An appalling roar, quite in keeping with his appearance, burst from the monster, at which a most sympathetic thrill ran through the attacking party, accompanied by an earnest desire to be somewhere else. Again that indefinite desire to stand well in each other’s opinion came to their rescue, impelling the foremost man to fling his fears to the winds and rush in upon the formidable beast crouching before him. A badly-aimed blow at the animal’s snout made no more impression than a snow-flake, but the unwieldy creature, thoroughly alarmed, dropped from his semi-rampant altitude, almost burying his daring assailant beneath him as he did so. Then, like some legless hippopotamus, he waddled seawards, rolling from side to side in a manner so utterly ludicrous that fear was totally quenched in an uproarious burst of laughter. Recovering from that revulsionary paroxysm, all hands rushed upon the retreating mass, each eager to be the first to attack what we now saw to be a thoroughly demoralised foe.

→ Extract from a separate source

Issue #1309, opened 2016-02-26
Render syndication links on feed pages, or support ETags/If-Modified-Since


snarfed:
we've been working on optimizing bridgy to cut costs recently (snarfed/bridgy#578 , snarfed/bridgy#624), and one of its big sources of load currently is refetching home pages and permalinks to check for new/updated syndication links.

Known and WordPress are the two biggest CMSes bridgy sees by far. if you all were able to render synd links inside entries in feeds, that would let us skip fetching the permalinks, which would be a huge help.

Out of the many harmless blows aimed at the great seal’s head one struck the root of his proboscis, and like some vast bladder suddenly deflated he sank to the ground. Into the subsequent details it is not edifying to enter, their crude brutality being only excusable on the ground of nervous ignorance. But as foolhardiness succeeded timorousness, so did tragedy wait upon comedy. Out of the mist-enwrapped morass to shoreward of us came in elephantine haste a perfect host of the huge creatures we were seeking. And, as if they could not see us or were so terror-stricken that nothing could hinder them in their extraordinary career seawards, they came floundering, bellowing right amongst our little party. For one short minute it seemed as if we should be overwhelmed, crushed under this mountainous charge of massive flesh. Then there was “sauve qui peut.” In various directions we fled from the path of the advancing hosts, but hung upon their flanks, getting a straggler now and then. The chase grew frantic, “thorough bog, thorough briar,” over rocks and through streams; panting with fierce desire to slay, and forgetful of all else. What a crowd of savages we were!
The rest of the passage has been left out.